Problem requirements: From the listing below, pick out each line with the word "ability".
____ Data excerpts
PR #711, opened 2015-09-02
dao: should not convert the val type if object

yorkie:
If the value is an object, maybe we should not convert it to corresponding type like supporting:

```
{ '$exists': true }
```

/cc @raymondfeng

### DIFF
--- a/lib/dao.js
+++ b/lib/dao.js
@@ -1494,7 +1494,8 @@ DataAccessObject._coerce = function(where) {
           operator = 'regexp';
         } else if (operator === 'regexp' && val instanceof RegExp) {
           // Do not coerce regex literals/objects
-        } else if (!((operator === 'like' || operator === 'nlike') && val instanceof RegExp)) {
+        } else if (!((operator === 'like' || operator === 'nlike') &&
+          (val instanceof RegExp || val instanceof Object))) {
           val = DataType(val);
         }
       }
--- a/test/basic-querying.test.js
+++ b/test/basic-querying.test.js
@@ -525,31 +525,31 @@ describe('basic-querying', function() {
 
     it('should find first record (default sort by id)', function(done) {
       User.all({ order: 'id' }, function(err, users) {
-        User.findOne(function(e, u) {
-          should.not.exist(e);
-          should.exist(u);
-          u.id.toString().should.equal(users[0].id.toString());
+        User.findOne(function(err, user) {
+          should.not.exist(err);
+          should.exist(user);
+          user.id.toString().should.equal(users[0].id.toString());
           done();
         });
       });
     });
 
     it('should find first record', function(done) {
-      User.findOne({ order: 'order' }, function(e, u) {
-        should.not.exist(e);
-        should.exist(u);
-        u.order.should.equal(1);
-        u.name.should.equal('Paul McCartney');
+      User.findOne({ order: 'order' }, function(err, user) {
+        should.not.exist(err);
+        should.exist(user);
+        user.order.should.equal(1);
+        user.name.should.equal('Paul McCartney');
         done();
       });
     });
 
     it('should find last record', function(done) {
-      User.findOne({ order: 'order DESC' }, function(e, u) {
-        should.not.exist(e);
-        should.exist(u);
-        u.order.should.equal(6);
-        u.name.should.equal('Ringo Starr');
+      User.findOne({ order: 'order DESC' }, function(err, user) {
+        should.not.exist(err);
+        should.exist(user);
+        user.order.should.equal(6);
+        user.name.should.equal('Ringo Starr');
         done();
       });
     });
@@ -574,6 +574,21 @@ describe('basic-querying', function() {
           should.exist(user);
           done();
         });
+      });
+    });
+
+    it('should query by using database operator', function(done) {
+      User.findOne({
+        where: {
+          role: {
+            '$exists': false,
+          },
+        },
+        order: 'order DESC',
+      }, function(err, user) {
+        should.not.exist(err);
+        should.not.exist(user);
+        done();
       });
     });
 


slnode:

raymondfeng:
@yorkie Thank you for the patch. Can you provide a test case to demonstrate what issue you are trying to solve? We'll include the test when the PR is merged.

yorkie:
Hey @raymondfeng I'm fixing the same issue at https://github.com/strongloop/loopback/issues/646, because I was occurring as well, and this patch should just provide a ability to use MongoDB's any $ operator without supporting by loopback.

If you think this is valuable, I will add the test case :)

yorkie:
Ping @raymondfeng :-)

slnode:

superkhau:
>@yorkie Thank you for the patch. Can you provide a test case to demonstrate what issue you are trying to solve? We'll include the test when the PR is merged. 

Can you add a test case please?

lib/dao.js
```diff
@@ -1206,7 +1206,7 @@ DataAccessObject._coerce = function (where) {
           operator = 'regexp';
         } else if (operator === 'regexp' && val instanceof RegExp) {
           // Do not coerce regex literals/objects
-        } else if (!((operator === 'like' || operator === 'nlike') && val instanceof RegExp)) {
+        } else if (!((operator === 'like' || operator === 'nlike') && val instanceof Object)) {
```
superkhau: I think we should add another || for your case. Why is the RegExp check being changed?

yorkie: As I have said in description, current loopback's `where` filter doesn't support complicated query which contains something mongoDB operators in an object.

superkhau: That part I understand. But why not `.. && (val instanceof RegExp || val instanceof Object)) {`?

yorkie: But I guess the `RegExp` is also an `Object`?

superkhau: Yes it is, but you hide the fact that you're checking for RegExp explicitly when you combine them together.

yorkie: Okay, that makes sense.

superkhau: Do you want to make that change and then we can get it merged in?

superkhau: Can you also write a unit test to verify your changes and prevent regressions in the future?

yorkie: Ok, I will update nits and add test case ASAP :-)

superkhau: TY, ping me again after and I will get it merged in ASAP. ;)

yorkie:
@superkhau I have added the test case and fix nits, could you please have a review again? Thank you :-)

superkhau:
Can you run the tests through the linter? I see some stylistic issues that will probably cause linting to fail.

```
npm test
```

superkhau:
Can you also squash the commits?

yorkie:
Hey @superkhau the `npm test` seems not include the lint check?

yorkie:
Done the squash :-)

superkhau:
I just looked, it does, but still uses makefiles (which we are in the process of removing). However the lint code is there, so you should be able to run `npm run lint` manually. ;) Please try that instead.

bajtos:
> ability to use MongoDB's any $ operator without supporting by loopback.

FWIW, we already support MongoDB's `$` operators in `DAO.updateAttributes`, one has to enable that feature via model-level setting `allowExtendedOperators`. Perhaps we should do the same here and enable this feature only when the flag is enabled?

yorkie:
@bajtos do you mean check `allowExtendedOperators` here?

bajtos:
> do you mean check `allowExtendedOperators` here?

Yes, that's correct, allow MongoDB-like object values in query only when `allowExtendedOperators` is turned on. Sorry for not being more clear!

However, I am not sure if it's the right thing to do. I'd rather leave it up to you, @raymondfeng and @superkhau  to decide.

yorkie:
Okay, I will fix the lint warnings pointed by @superkhau firstly :-)

yorkie:
Fixed and did rebase @superkhau :-)

superkhau:
@raymondfeng Input on the above comments?

test/basic-querying.test.js
```diff
@@ -577,6 +577,21 @@ describe('basic-querying', function() {
...
 
+    it('should query by using database operator', function(done) {
+      User.findOne({
+        where: {
+          role: {
+            '$exists': false,
+          },
+        },
+        order: 'order DESC',
+      }, function(e, u) {
```
superkhau: err, user

test/basic-querying.test.js
```diff
@@ -577,6 +577,21 @@ describe('basic-querying', function() {
...
+        should.not.exist(e);
```
superkhau: exist(err);

test/basic-querying.test.js
```diff
@@ -577,6 +577,21 @@ describe('basic-querying', function() {
...
+        should.not.exist(u);
```
superkhau: exist(user);

superkhau:
@yorkie A few more minor comments to make your code more clear. One more time please. ;)

superkhau:
And squash all changes back into one commit please.

yorkie:
Hi @superkhau I have fixed and squash done, please review again, thanks :-)

superkhau:
LGTM. Thanks for the contribution! ;)

superkhau:
>Yes, that's correct, allow MongoDB-like object values in query only when allowExtendedOperators is turned on. Sorry for not being more clear!

@raymondfeng What do you think about this comment?

raymondfeng:
LGTM

superkhau:
@yorkie Can you add the flag check to this PR? We can merge it after that

superkhau:
Note, I spoke to @raymondfeng regarding the flag, we want it implemented to work with `allowExtendedOperators`.

yorkie:
Ok, got it, I will do it soon later :-)

yorkie:
Hey @superkhau @raymondfeng Do you have something documentation about the config `allowExtendedOperators`?

superkhau:
@crandmck ^

crandmck:
> Do you have something documentation about the config allowExtendedOperators?

What we have is just for Mongo: https://docs.strongloop.com/display/APIC/MongoDB+connector#MongoDBconnector-UsingMongoDBoperatorsinupdateoperations

IIUC, this change means you can use it with other data sources?  If so, which ones?  
And is the config the same in `<modelname>.json` ?

superkhau:
>IIUC, this change means you can use it with other data sources--right? If so, which ones?

Not sure about this one (I believe is only mongodb for now), but @bajtos or @raymondfeng can confirm this.

>And is the config the same in <modelname>.json ?

Yes, the config is the same.

crandmck:
If it's only Mongo, then what does this add over what's already documented?

test/basic-querying.test.js
```diff
@@ -525,31 +525,31 @@ describe('basic-querying', function() {
...
     });
 
     it('should find first record', function(done) {
-      User.findOne({ order: 'order' }, function(e, u) {
-        should.not.exist(e);
-        should.exist(u);
-        u.order.should.equal(1);
-        u.name.should.equal('Paul McCartney');
+      User.findOne({ order: 'order' }, function(err, user) {
+        should.not.exist(err);
```
superkhau: We should change this to `if (err) return done(err)` for better error output.

test/basic-querying.test.js
```diff
@@ -525,31 +525,31 @@ describe('basic-querying', function() {
...
     });
 
     it('should find last record', function(done) {
-      User.findOne({ order: 'order DESC' }, function(e, u) {
-        should.not.exist(e);
-        should.exist(u);
-        u.order.should.equal(6);
-        u.name.should.equal('Ringo Starr');
+      User.findOne({ order: 'order DESC' }, function(err, user) {
+        should.not.exist(err);
```
superkhau: same here

test/basic-querying.test.js
```diff
@@ -577,6 +577,21 @@ describe('basic-querying', function() {
...
+    it('should query by using database operator', function(done) {
+      User.findOne({
+        where: {
+          role: {
+            '$exists': false,
+          },
+        },
+        order: 'order DESC',
+      }, function(err, user) {
+        should.not.exist(err);
```
superkhau: here too

test/basic-querying.test.js
```diff
@@ -577,6 +577,21 @@ describe('basic-querying', function() {
...
+        should.not.exist(user);
```
superkhau: We should check all the user properties (to make sure we get the correct user -- ie. user.name, etc).

superkhau:
@yorkie is adding a feature that will only turn on if `allowExtendedOperators` is set to true in the config, so it doesn't really depend on the connector.

>If it's only Mongo, then what does this add over what's already documented?

It's a change to DAO so it will affect all connectors.

superkhau:
@bajtos Reassigning this one to you as I'll be gone for a few weeks. It's pretty close to done.

test/basic-querying.test.js
```diff
@@ -525,31 +525,31 @@ describe('basic-querying', function() {
...
     it('should find first record (default sort by id)', function(done) {
       User.all({ order: 'id' }, function(err, users) {
-        User.findOne(function(e, u) {
-          should.not.exist(e);
-          should.exist(u);
-          u.id.toString().should.equal(users[0].id.toString());
+        User.findOne(function(err, user) {
+          should.not.exist(err);
+          should.exist(user);
+          user.id.toString().should.equal(users[0].id.toString());
```
bajtos: IIUC, this change is cleaning up the code by renaming `e, u` to `err, user`. While I see a lot of value in clean code, I see much more value in git commit history that makes code archaeology easy. Changes like these makes examination of history more difficult, as they add noise.

If you think this is still a change worth making, then please put it in a standalone commit, possibly in a new pull request.

test/basic-querying.test.js
```diff
@@ -525,31 +525,31 @@ describe('basic-querying', function() {
...
-      User.findOne({ order: 'order' }, function(e, u) {
-        should.not.exist(e);
-        should.exist(u);
-        u.order.should.equal(1);
-        u.name.should.equal('Paul McCartney');
+      User.findOne({ order: 'order' }, function(err, user) {
+        should.not.exist(err);
+        should.exist(user);
+        user.order.should.equal(1);
+        user.name.should.equal('Paul McCartney');
```
bajtos: ditto

test/basic-querying.test.js
```diff
@@ -525,31 +525,31 @@ describe('basic-querying', function() {
...
-      User.findOne({ order: 'order DESC' }, function(e, u) {
-        should.not.exist(e);
-        should.exist(u);
-        u.order.should.equal(6);
-        u.name.should.equal('Ringo Starr');
+      User.findOne({ order: 'order DESC' }, function(err, user) {
+        should.not.exist(err);
+        should.exist(user);
+        user.order.should.equal(6);
+        user.name.should.equal('Ringo Starr');
```
bajtos: ditto

test/basic-querying.test.js
bajtos: IMO, it's enough to check for user's id, possibly one more property. No need to check all user properties.

test/basic-querying.test.js
superkhau: I asked @yorkie to change it to `err/user` earlier because I didn't realize it was already named `e/u`. My bad! @yorkie Can you change it back to so these irrelevant lines aren't part of this commit?

bajtos:
Closing in favour of https://github.com/strongloop/loopback-datasource-juggler/pull/1180

slnode:

slnode:

slnode:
________
Exercise result:
Hey @raymondfeng I'm fixing the same issue at https://github.com/strongloop/loopback/issues/646, because I was occurring as well, and this patch should just provide a ability to use MongoDB's any $ operator without supporting by loopback.
> ability to use MongoDB's any $ operator without supporting by loopback.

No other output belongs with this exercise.